• ACTION ITEM
Only certain lines below are wanted: those starting at the line containing "rebase -i master" and ending at the line containing "# choose to", both included, each retyped exactly.

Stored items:
Issue #1230, opened 2020-07-01
adc_set_regular_sequence() is broken


rma-x:
The `adc_set_regular_sequence()` functions in adc_common_v1.c and adc_common_v2_multi.c ccontain several expresions that use `&` instead of `&&` and thus they don't work for sequences of more than four (v2) or six (v1) channels.
Additionally I think the whole functions should be refactored to be more efficient.
I plan to provide a patch.

karlp:
cute :)  WHile you're totally correct that it should be &&, because all the tests are bools, the & actually does work anyway, (but, by accident)  If you'd actually tried this you would have seen that the sequences do actually get set correctly.

rma-x:
Yes, it occurred to me afterwards that it might actually work, but only by relying on unguaranteed behavior of comparison operators.

PR #1231, opened 2020-07-02
Fix and improve adc_set_regular_sequence()

rma-x:
AFAICS all STM32 have a hardware divider or at least a fast multiplier, so using division here should be faster and more compact than an if-cascade.

This also fixes issue #1230 .

### DIFF
--- a/include/libopencm3/stm32/common/gpio_common_f234.h
+++ b/include/libopencm3/stm32/common/gpio_common_f234.h
@@ -51,6 +51,8 @@ specific memorymap.h header before including this header file.*/
 #define GPIOD				GPIO_PORT_D_BASE
 #define GPIOE				GPIO_PORT_E_BASE
 #define GPIOF				GPIO_PORT_F_BASE
+#define GPIOG				GPIO_PORT_G_BASE
+#define GPIOH				GPIO_PORT_H_BASE
 
 /**@}*/
 
@@ -64,6 +66,8 @@ specific memorymap.h header before including this header file.*/
 #define GPIOD_MODER			GPIO_MODER(GPIOD)
 #define GPIOE_MODER			GPIO_MODER(GPIOE)
 #define GPIOF_MODER			GPIO_MODER(GPIOF)
+#define GPIOG_MODER			GPIO_MODER(GPIOG)
+#define GPIOH_MODER			GPIO_MODER(GPIOH)
 
 /* Port output type register (GPIOx_OTYPER) */
 #define GPIO_OTYPER(port)		MMIO32((port) + 0x04)
@@ -73,6 +77,8 @@ specific memorymap.h header before including this header file.*/
 #define GPIOD_OTYPER			GPIO_OTYPER(GPIOD)
 #define GPIOE_OTYPER			GPIO_OTYPER(GPIOE)
 #define GPIOF_OTYPER			GPIO_OTYPER(GPIOF)
+#define GPIOG_OTYPER			GPIO_OTYPER(GPIOG)
+#define GPIOH_OTYPER			GPIO_OTYPER(GPIOH)
 
 /* Port output speed register (GPIOx_OSPEEDR) */
 #define GPIO_OSPEEDR(port)		MMIO32((port) + 0x08)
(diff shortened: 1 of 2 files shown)


lib/stm32/common/adc_common_v1.c
```diff
@@ -573,44 +573,28 @@ the newly defined group.
...
-		}
-		if ((i > 18) & (i <= 24)) {
-			fourth6 |= (channel[i - 1] << ((i - 18 - 1) * 5));
-		}
-		if ((i > 24) & (i <= 28)) {
-			fifth6 |= (channel[i - 1] << ((i - 24 - 1) * 5));
-		}
-	}
+	for (i = 0; i <= length; i++) {
+		int i1 = i+1;
```
karlp: just in general, you could  just do ``` i = 1; i < length;i++``` here, isntead of using this i1 variable

karlp:
Also, in general, we don't merge fixup commits.  You squash them yourself in your own branch.

More specifically, I'll totally merge a switch from & to && today.  It more clearly conveys the intent.  I'm not really interested in the other "cleanup" at this stage.

lib/stm32/common/adc_common_v1.c
rma-x: But then I would have to write `channel[i-1]` one line below. Pick your poison. ;)

rma-x:
> Also, in general, we don't merge fixup commits. You squash them yourself in your own branch.

Sorry, I don't quite get what you mean by this.

>  I'm not really interested in the other "cleanup" at this stage.

At what stage or time would you be?

karlp:
Your PR has two commits in it, one that introduces errors, and another one that fixes them.  If I merge your PR as is, we get both those commits in the permanent history, which is undesirable.  You fix your commits locally, so that the PR contains only good code.  (How to do that is kinda out of scope of this issue, but i'm happy to help if you come by the IRC channel)

As for when I want to see a switch to a division? probably never, as mentioned, M0 and M0+ don't have hardware divide.  The existing code is, sure, not "sexy" but it's been working in production for years for people.  Switching from the separate register vars to an array is a no-op change on it's own, so wouldn't ever come in by itself either.

The & vs && is a definite improvement, and well spotted.  I'm kinda curious what you were doing that made you look at it even, as it's perfectly functional, and most of us only end up looking the guts when we encounter breakages :)

karlp:
(it's generally not a very good idea to make a pull request based on your master branch, as it always updates.  You probably wanted to make a branch for this fix, and make a PR from that branch)

rma-x:
> I'm kinda curious what you were doing that made you look at it even, as it's perfectly functional, and most of us only end up looking the guts when we encounter breakages :)

I was using sequences for the first time and couldn't get them to work right away, due to a misunderstanding on my side, as it turned out later. As there was no instance of a sequence >1 in libopencm3-examples I wanted to make sure that it is not the setup code that causes my problem and had a look at it...

> As for when I want to see a switch to a division? probably never, as mentioned, M0 and M0+ don't have hardware divide.

Based on input from a colleague I was assuming that the compiler would play some clever tricks with the multiplier here, but I just verified it and it turned out that this is only the case for divide by 5 in the v2 code, and only when using -O3. All other optimization levels as well as the v1 code regardless of optimization end up calling library functions for division, so division indeed doesn't make sense here.

> You probably wanted to make a branch for this fix, and make a PR from that branch

OK, will try...

As you've probably guessed, I am new to contributing via git and especially github. So far I've always just sent patches or contributed to projects that use other VCSes.

karlp:
No problem.  I'm happy to help you if you want to just make the PR for switching the & to &&.  If it sounds like a boring work, I'm also happy to just do it myself.  Unfortunately, because of the way github PRs work, _this_ PR is basically broken now, as it's permanently tied to your repositoriy's master branch, and any changes you make there will always be reflected here.

You probably need to do something like
$ # from your current master
$ git checkout -b new-improved-version
$ # edit files further to get to just what you want to submit
$ git commit
$ git rebase -i master
# here, you should see, ~4 commits, your first two, your merge commit, and the final one, roughyl
# choose to "squish" all the preceding ones
$ git log -p # just to see that you now have one commit in your branch, with just the right code in it
$ git push # will push your new-improved-version branch to your github
# github should give you alink to create a new PR here, click that and do so

~roughly like that anyway.  If you come by IRC I can help more rapdily.

Alternatively, instead of squishing and editing away your old code, you can also do something like adding "upstream" libopencm3 as a remote, and checking out a new branch based on upstream/master, and then making just the simple edits to do the & to && and commit that and push it.  This is all just cleaning up around your modified local master.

• EXERCISE RESULT
$ git rebase -i master
# here, you should see, ~4 commits, your first two, your merge commit, and the final one, roughyl
# choose to "squish" all the preceding ones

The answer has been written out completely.